It’s time for banks to treat SMB fraud as a priority, not an afterthought
At the outset, evaluate fraud risk based on transaction type and volume instead of business size alone.

Small and mid-sized businesses (SMBs), the backbone of the U.S. economy, are increasingly susceptible to fraud. As this issue gains more national attention, owed in part to legislative and regulatory attention on scams, loan-abuse vulnerability, and other issues, banks have a renewed opportunity and responsibility to strengthen their defenses and better protect these vital enterprises.
Too many banks continue to prioritize consumer and large commercial fraud defenses, leaving SMBs exposed to escalating threats. These enterprises issue and receive a high volume of checks and ACH payments with minimal internal control. And these gaps create reputational and financial risk for their business and for the banks that serve them.
To protect SMBs, banks should rethink their approach to fraud risk: from segmentation to education. That means revisiting old assumptions about vulnerabilities across their customer base and putting more focus on SMBs.

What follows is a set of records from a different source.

PR #720, opened 2021-09-29
Pin prometheus chart version to an older version

GeorgianaElena:
Fixes https://github.com/2i2c-org/pilot-hubs/issues/616

### DIFF
--- a/support/Chart.yaml
+++ b/support/Chart.yaml
@@ -7,7 +7,7 @@ dependencies:
   # Prometheus for collection of metrics.
   # https://github.com/prometheus-community/helm-charts/tree/main/charts/prometheus
   - name: prometheus
-    version: 14.1.1
+    version: 13.8.0
     repository: https://prometheus-community.github.io/helm-charts
 
   # Grafana for dashboarding of metrics.


GeorgianaElena:
I'm currently trying to deploy it locally with:

```
python3 deployer deploy-support 2i2c
```

to see if it works

GeorgianaElena:
Running `kubectl describe` on that pod showed this error:
```
Multi-Attach error for volume "pvc-dae5a17d-763f-4dd5-b73a-3006d436a7ed" Volume is already used by pod(s) support-p
rometheus-server-59b9b6f98c-9x462
```

So, I guess I need to manually delete the old pod?

yuvipanda:
@GeorgianaElena yep, you should manually delete it. Prometheus should have config set [like this](https://github.com/berkeley-dsep-infra/datahub/blob/5718a15c9340c4d10e2fece33df70dbddc307f0e/support/values.yaml#L87) to prevent this from happening. When the strategy is set to `Recreate`, the first pod is fully deleted (thus releasing the PVC) before the new pod comes up. The default is `RollingUpdate` which tries to bring up the new pod before old pod is deleted - causing this issue wrt PVCs. This only happens *sometimes* I think - I'm not so sure why, perhaps only if the new pod is in a different node?

GeorgianaElena:
Thanks @yuvipanda! The deployment went ok after deleting the pod :tada: 

However, it doesn't look like anything's changed in https://grafana.pilot.2i2c.cloud. Is there anything else I should do, or the dashboards should just have magically appeared if this `prometheus` pin would had fixed the issue?

yuvipanda:
@GeorgianaElena I think github.com/jupyterhub/jupyterhub-grafana need to be deployed there to see if it works. Can you give that a shot too?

A surging threat hiding in plain sight
In a recent survey by AFP, 79% of all organizations surveyed said they had experienced attempted or actual payment fraud in 2024. Check fraud continues to lead the pack. It was cited by 63% of organizations, far more than any digital payment method.
Check washing and forgery has seen a resurgence, with criminal organizations intercepting business checks from mail streams, chemically altering payee information and amounts, and cashing them at multiple banks.

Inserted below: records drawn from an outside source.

PR #723, opened 2021-09-29
Use latest pangeo docker image for staging

rabernat:
Cartopy is broken in the tag we are pointing to. Should be fixed in this one.

I hope this is the correct way to propose this update. 🙏

### DIFF
--- a/config/hubs/pangeo-hubs.cluster.yaml
+++ b/config/hubs/pangeo-hubs.cluster.yaml
@@ -77,7 +77,7 @@ hubs:
           singleuser:
             image:
               name: pangeo/pangeo-notebook
-              tag: bcfacc5
+              tag: e6128a7
             profileList:
               # The mem-guarantees are here so k8s doesn't schedule other pods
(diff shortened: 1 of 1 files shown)


sgibson91:
Thanks @rabernat! I'm happy to merge this, but for future reference it is possible to change the image using the configurator https://pilot.2i2c.org/en/latest/admin/howto/configurator.html The image set in the configurator will always override what is in the config, so we don't cause a bottle neck for you :)

sgibson91 (approved):

rabernat:
In other words, RTFM! 🙃  Thanks Sarah.

sgibson91:
Hub health check failed when I merged this but the helm upgrade succeeded so I expect that was just test flakiness. Do holler in `#hub-support` on Slack though if something doesn't seem right

rabernat:
So I screwed up and pointed to a tag that exists in GitHub but not docker! 🤦 

Let's just revert this and I will use the admin console.

PR #724, opened 2021-09-29
Add nox builds for our docs

choldgraf:
This adds a quick way to auto-generate the documentation via one command:

```
nox -s docs
```

or

```
nox -s docs_live
```

after a request from @damianavila :-)

the implementation is a little bit hacky because nox doesn't handle native conda environments, so I split our `docs/environment.yml` file into a dedicated `docs/requirements.txt` file that we now use on its own.


noxfile.py
```diff
@@ -0,0 +1,26 @@
+import nox
+
+nox.options.reuse_existing_virtualenvs = True
+
+BUILD_COMMAND = ["-b", "html", "docs", "docs/_build/html"]
+
+def install_deps(session):
+    # Manually installing this because conda is a bit wonky w/ nox
+    session.conda_install("--channel=conda-forge", "go-terraform-docs")
```
damianavila, line 9: I see `python=3.8` in the environment file, don't you need the same here?

choldgraf, line 9:
```suggestion
    session.conda_install("--channel=conda-forge", "go-terraform-docs", "python=3.8")
```

damianavila (approved):
LGTM now!

damianavila (approved):
LGTM 2 😉

choldgraf:
Just updated from master to fix a version conflict, will merge now, thanks!

PR #726, opened 2021-10-01
Recovering PR #706: Supporting native JupyterHub OAuthenticator alongside Auth0 for our hubs

sgibson91:
### Summary

This PR is a reconstruction of PR #706 which failed on merge due to JSON schema validation errors. In addition to reconstructing that, this PR also aims to address the JSON schema validation errors and extends the `validate()` function in `deployer` to also validate the secret config, if it exists.

fixes https://github.com/2i2c-org/pilot-hubs/issues/625

### Changes to `config/hubs/schema.yaml`

I have [borrowed a pattern from @damianavila](https://github.com/2i2c-org/pilot-hubs/blob/master/config/hubs/schema.yaml#L115-L121) to make the `auth0.connection` property conditional on `auth0.enabled` which is now a fully fledged property of `auth0`.

I have also set the default value of `auth0.enabled` to be `true` so that we don't have to go through every `*.cluster.yaml` file and add the `enabled` key for `auth0`.

### DIFF
--- a/config/hubs/schema.yaml
+++ b/config/hubs/schema.yaml
@@ -170,7 +170,7 @@ properties:
                 default: true
                 description: |
                   Whether or not to enable Auth0 authentication for this hub.
-                  This should almost always true. It should only be false if
+                  This should almost always be true. It should only be false if
                   authenticating against GitHub Orgs or Teams using the
                   JupyterHub OAuthenticator. Defaults to true.
               connection:
--- a/config/hubs/schema.yaml
+++ b/config/hubs/schema.yaml
@@ -161,7 +161,7 @@ properties:
             additionalProperties: true
             type: object
             description: |
-              All hubs use Auth0 for authentication, and we dynamically fetch the credentials
+              Most hubs use Auth0 for authentication, and we dynamically fetch the credentials
               needed for each hub - client_id, client_secret, callback_url - on deploy. This
               block contains configuration on how auth0 should be configured for this hub.
             properties:
@@ -176,7 +176,6 @@ properties:
                   Authentication method users of the hub can use to log in to the hub.
                   We support a subset of the [connectors](https://auth0.com/docs/identityproviders)
                   that auth0 supports
-                required: false
               application_name:
                 type: string
                 description: |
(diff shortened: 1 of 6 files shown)


sgibson91:
I have deployed this to Pangeo staging (partnered with #707) and it works! So marking this as ready for review :)

config/hubs/schema.yaml
```diff
@@ -161,10 +161,18 @@ properties:
...
+              Most hubs use Auth0 for authentication, and we dynamically fetch the credentials
               needed for each hub - client_id, client_secret, callback_url - on deploy. This
               block contains configuration on how auth0 should be configured for this hub.
             properties:
+              enabled:
+                type: boolean
+                default: true
+                description: |
+                  Whether or not to enable Auth0 authentication for this hub.
+                  This should almost always true. It should only be false if
```
sgibson91, line 173:
```suggestion
                  This should almost always be true. It should only be false if
```

choldgraf:
Just a quick question - is this basically just the same PR as before, but now the original bug that we tripped has been fixed? If so, and if you've already tested it out, I'd be +1 on merging unless you want fresh eyes on any new stuff in particular, since the last PR already had some approves

config/hubs/schema.yaml
```diff
@@ -198,8 +206,13 @@ properties:
                       "<clustername>-<hubname>".
 
                       See https://manage.auth0.com/dashboard/us/2i2c/connections/database.
-            required:
-              - connection
+            if:
```
yuvipanda, line 209: this is super cool, TIL! Thanks @damianavila!

deployer/hub.py
```diff
@@ -348,6 +348,7 @@ def get_generated_config(self, auth_provider: KeyProvider, secret_key):
             # FIXME: We're hardcoding Auth0OAuthenticator here
```
yuvipanda, line 348: Update the comment to match the code change?

yuvipanda (changes requested):
A code comment doesn't match what the code is doing now, so we should just update that? Otherwise this is good to me.

sgibson91:
I've updated the comment @yuvipanda pointed out, so I will merge once tests pass :)

config/hubs/schema.yaml
damianavila: Yeah... I really liked it when I discovered it 😉

PR #728, opened 2021-10-04
[BUGFIX] Create JupyterHub key in generated config

sgibson91:
Merging #726 failed in non-Auth0 cases due to a Python error where the `JupyterHub` key in the generated config didn't exist. This PR fixes that issue by tweaking the Python code so the key is created.

Also, setting `authenticator_class` to `CustomOAuthenticator` was the wrong move as the `extra_config` is loaded into the hub last and this caused a bad config error (see below comment). Reverting back to the Auth0 class resulted in a successful deploy to 2i2c-staging hub.

### DIFF
--- a/deployer/hub.py
+++ b/deployer/hub.py
@@ -348,7 +348,7 @@ class Hub:
             # NOTE: Some dictionary merging might make these lines prettier/more readable.
             # Since Auth0 is enabled, we set the authenticator_class to the CustomOAuthenticator we define in the basehub chart
             # https://github.com/2i2c-org/pilot-hubs/blob/master/hub-templates/basehub/values.yaml#L303-L318
-            generated_config['jupyterhub']['hub']['config']['JupyterHub']['authenticator_class'] = 'CustomOAuthenticator'
+            generated_config['jupyterhub']['hub']['config']['JupyterHub'] = {'authenticator_class': 'CustomOAuthenticator'}
             generated_config['jupyterhub']['hub']['config']['Auth0OAuthenticator'] = auth_provider.get_client_creds(client, self.spec['auth0']['connection'])
 
         return self.apply_hub_template_fixes(generated_config, secret_key)
--- a/deployer/hub.py
+++ b/deployer/hub.py
@@ -348,7 +348,7 @@ class Hub:
             # NOTE: Some dictionary merging might make these lines prettier/more readable.
             # Since Auth0 is enabled, we set the authenticator_class to the CustomOAuthenticator we define in the basehub chart
             # https://github.com/2i2c-org/pilot-hubs/blob/master/hub-templates/basehub/values.yaml#L303-L318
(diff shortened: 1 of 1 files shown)


sgibson91:
I tried deploying this fix on 2i2c-staging but the hub pod gets stuck with the following error

```
[C 2021-10-04 10:52:38.190 JupyterHub application:89] Bad config encountered during initialization: The 'authenticator_class' trait of <jupyterhub.app.JupyterHub object at 0x7f5ec96e0340> instance must be a type, but 'CustomOAuthenticator' could not be imported
```

I think this is related to what @GeorgianaElena said [here](https://github.com/2i2c-org/pilot-hubs/pull/706#discussion_r718279289) about extra config being the last thing to be loaded by the hub. Can anyone help?

sgibson91:
OK, setting `authenticator_class` back to `oauthenticator.auth0.Auth0OAuthenticator` worked on 2i2c-staging! I think this is good to go!

sgibson91:
I'm going to merge this without review since I got it working on 2i2c-staging and `master` is currently broken without this fix (merging this now saves reverting #726 and starting from scratch again)

damianavila:
OK, two things here:

1. the comment above the line changed should be updated otherwise it does not reflect the code change: https://github.com/2i2c-org/pilot-hubs/pull/728/files#diff-eedaf02b81cd907a3feb5e4389e9825226bf7dc82a0fb582f9ad367c00ba6651R349-R350
2. since we are no longer configuring the `CustomOAuthenticator` here, don't we need to get back these lines: https://github.com/2i2c-org/pilot-hubs/pull/726/files#diff-30738e7aecdcaa7cac0f7072ff874406795aca126a1ec89051237cb52829588fL320-L321

sgibson91:
> 2\. since we are no longer configuring the `CustomOAuthenticator` here, don't we need to get back these lines? [#726 (files)](https://github.com/2i2c-org/pilot-hubs/pull/726/files#diff-30738e7aecdcaa7cac0f7072ff874406795aca126a1ec89051237cb52829588fL320-L321)

All I know for certain is that including this line here will break for JupyterHub OAuthenticator cases. Since this is read **after** the main config, it will overwrite this line: https://github.com/2i2c-org/pilot-hubs/blob/41a797146de147bf43bcf647460545a7e98ca9ae/config/hubs/pangeo-hubs.cluster.yaml#L75-L76

I think you're right that we need to go back to `CustomOAuthenticator` but it's not a straight-forward reversion since we need to _dynamically_ set this. We somehow need an if-statement in that block. I wonder if something like this would work?

```
if c.JupyterHub.authenticator_class != 'github':
    c.JupyterHub.authenticator_class = CustomOAuthenticator
```

sgibson91:
Making a note of this config for myself in case it's needed: https://github.com/2i2c-org/pilot-hubs/pull/311/files#diff-30738e7aecdcaa7cac0f7072ff874406795aca126a1ec89051237cb52829588fR333-R335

Old-school paper fraud is now paired with rapid money movement, making recovery almost impossible. ACH debit fraud was also reported by 33% of respondents, highlighting the dual threat SMBs face from both legacy and electronic rails.

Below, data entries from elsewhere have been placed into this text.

PR #6536, opened 2025-08-07
[NeuroHackademy] Increase memory for GPU instances

arokem:


config/clusters/neurohackademy/common.values.yaml
```diff
@@ -143,8 +143,8 @@ jupyterhub:
               slug: gpu
               description: Start a container on a dedicated node with a GPU
               kubespawner_override:
-                mem_limit:
-                mem_guarantee: 14G
+                mem_limit: 32G
```
yuvipanda, line 146: The g4dn.xlarge only has 16G of RAM, so this won't work

arokem: Can we change the instance we are using?

yuvipanda: @arokem yep, on it

arokem: Done on my end!

yuvipanda:
Done in https://github.com/2i2c-org/infrastructure/pull/6537

PR #6537, opened 2025-08-07
Bump neurohackademy to g4dn.2xlarge

yuvipanda:
They need same amount of GPU but more RAM

Replaces https://github.com/2i2c-org/infrastructure/pull/6536


arokem:
Oh - OK, let's do 2x with 30G then. Thanks!

yuvipanda:
@arokem great, already deployed! I did provision (but not use) 4xlarge as well, so if you want more RAM (~61G) you can bump up straightforward with a PR (eksctl changes require manual work, which I've just done)

yuvipanda:
Hang on, turns out 30G is not right. Fixing

PR #6555, opened 2025-08-13
feat: add feature to prevent nested kubeconfig contexts

agoose77:
I recently targeted the wrong cluster because (I think) of a nested KUBECONFIG context — I invisibly lost the second subshell, and ended up working in the parent context.

This PR allows _me_ to make that harder for myself.

## Changes

I made some changes to avoid deploying _everything_ to main here:

1. Split out `use-cluster-credentials` into a separate submodule
2. Ignore `deployer/commands/develop/**` in CI 
3. Add new `DEPLOYER_NO_NESTED_KUBECONFIG` flag to deny nested kubeconfig contexts

We should add `__init__.py` entries to our various submodules, but that's not needed here, so I'm leaving it!

## Details
This PR makes it possible for 2i2c engineers to set 
```shell
export DEPLOYER_NO_NESTED_KUBECONFIG=1
```
such that sequential `deployer use-cluster-credentials` invocations fail.

I think this might have avoided the problem I ran into when the kubeconfig context reverted due to a shell error. This would also be ameliorated by setting e.g. a PS1, which I have also done with starship.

These risks are amplified for SMBs, with 80% still issuing paper checks, and 60% planning to increase ACH usage, according to a 2024 Datos report. Over 40% send more than 50 ACH payments per month, a significant volume for companies with limited fraud defenses.
Despite this exposure, many SMBs are not fully aware of the danger they face. The same research found that only 34% consider themselves “very concerned” about payment fraud, and 62% say they’re confident they’re catching most or all fraud attempts. That confidence doesn’t align with the data, and it’s costing SMBs and the banks that serve them.
4 ways to turn the tide against SMB fraud threats
Banks need a proactive and digitally enabled approach to SMB fraud prevention. Here are four steps they should take:
Start by segmenting risk more intelligently. SMBs aren’t “lite” consumers. They’re high-risk entities processing frequent payments with small teams and minimal internal oversight. Banks should evaluate fraud risk based on transaction type and volume, not just business size.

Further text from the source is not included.